PR #9885, opened 2025-10-22
Add memoization for Link tag

### LINKED ISSUE #9827: feat: Optimization oportunity for tag {% link %}
## Summary

The `render` method inside the [`Jekyll::Tags::Link`](https://github.com/jekyll/jekyll/blob/84437a5052cd9d5ea09f49cb26dc3e5f6ad5a84e/lib/jekyll/tags/link.rb#L20-L39) will call Liquid rendering many times, even when it had rendered the object before.

## Motivation

While working on #9776 , @ashmaroli noticed a possible performance regression (https://github.com/jekyll/jekyll/pull/9776#issuecomment-2898428293) in my PR.

The current code for rendering a `{% link %}` element suffers from the same thing.

The idea is to avoid rendering an already rendered object, and to avoid calling rendering Liquid unnecessarily.

The current `render` for `{% link %}` is:

```ruby
      def render(context)
        @context = context
        relative_path = Liquid::Template.parse(@relative_path).render(context)
        relative_path_with_leading_slash = PathManager.join("", relative_path)


        site.each_site_file do |item|
          return relative_url(item) if item.relative_path == relative_path
          # This takes care of the case for static files that have a leading /
          return relative_url(item) if item.relative_path == relative_path_with_leading_slash
        end


        raise ArgumentError, <<~MSG
          Could not find document '#{relative_path}' in tag '#{self.class.tag_name}'.

          Make sure the document exists and the path is correct.
        MSG
      end
```

If it is detected that this is first rendering, then do this. Else, just reuse previous value. For instance, something like this:

```ruby
      def render(context)
        @context = context
        return @rendered_value unless @rendered_value.nil?

        @rendered_value = first_render
        return @rendered_value
      end

      private

      def first_render
        relative_path = expand_path
        relative_path_with_leading_slash = PathManager.join("", relative_path)


        site.each_site_file do |item|
          return relative_url(item) if item.relative_path == relative_path
          # This takes care of the case for static files that have a leading /
          return relative_url(item) if item.relative_path == relative_path_with_leading_slash
        end


        raise ArgumentError, <<~MSG
          Could not find document '#{relative_path}' in tag '#{self.class.tag_name}'.

          Make sure the document exists and the path is correct.
        MSG
      end

      def expand_path
        content = @orig_post
        return content if content.nil? || content.empty?
        return content unless content.include?("{%") || content.include?("{{")

        Liquid::Template.parse(content).render(@context)
      end

      def solve_path
        content = @relative_path
        return content if content.nil? || content.empty?
        return content unless content.include?("{%") || content.include?("{{")

        Liquid::Template.parse(content).render(@context)
      end
```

----------

GOAL OF THE EXERCISE:
Reproduce every entry above. Make each line identical to the original.

OUTPUT FOR THIS TASK:
PR #9885, opened 2025-10-22
Add memoization for Link tag

### LINKED ISSUE #9827: feat: Optimization oportunity for tag {% link %}
## Summary

The `render` method inside the [`Jekyll::Tags::Link`](https://github.com/jekyll/jekyll/blob/84437a5052cd9d5ea09f49cb26dc3e5f6ad5a84e/lib/jekyll/tags/link.rb#L20-L39) will call Liquid rendering many times, even when it had rendered the object before.

## Motivation

While working on #9776 , @ashmaroli noticed a possible performance regression (https://github.com/jekyll/jekyll/pull/9776#issuecomment-2898428293) in my PR.

The current code for rendering a `{% link %}` element suffers from the same thing.

The idea is to avoid rendering an already rendered object, and to avoid calling rendering Liquid unnecessarily.

The current `render` for `{% link %}` is:

```ruby
      def render(context)
        @context = context
        relative_path = Liquid::Template.parse(@relative_path).render(context)
        relative_path_with_leading_slash = PathManager.join("", relative_path)


        site.each_site_file do |item|
          return relative_url(item) if item.relative_path == relative_path
          # This takes care of the case for static files that have a leading /
          return relative_url(item) if item.relative_path == relative_path_with_leading_slash
        end


        raise ArgumentError, <<~MSG
          Could not find document '#{relative_path}' in tag '#{self.class.tag_name}'.

          Make sure the document exists and the path is correct.
        MSG
      end
```

If it is detected that this is first rendering, then do this. Else, just reuse previous value. For instance, something like this:

```ruby
      def render(context)
        @context = context
        return @rendered_value unless @rendered_value.nil?

        @rendered_value = first_render
        return @rendered_value
      end

      private

      def first_render
        relative_path = expand_path
        relative_path_with_leading_slash = PathManager.join("", relative_path)


        site.each_site_file do |item|
          return relative_url(item) if item.relative_path == relative_path
          # This takes care of the case for static files that have a leading /
          return relative_url(item) if item.relative_path == relative_path_with_leading_slash
        end


        raise ArgumentError, <<~MSG
          Could not find document '#{relative_path}' in tag '#{self.class.tag_name}'.

          Make sure the document exists and the path is correct.
        MSG
      end

      def expand_path
        content = @orig_post
        return content if content.nil? || content.empty?
        return content unless content.include?("{%") || content.include?("{{")

        Liquid::Template.parse(content).render(@context)
      end

      def solve_path
        content = @relative_path
        return content if content.nil? || content.empty?
        return content unless content.include?("{%") || content.include?("{{")

        Liquid::Template.parse(content).render(@context)
      end
```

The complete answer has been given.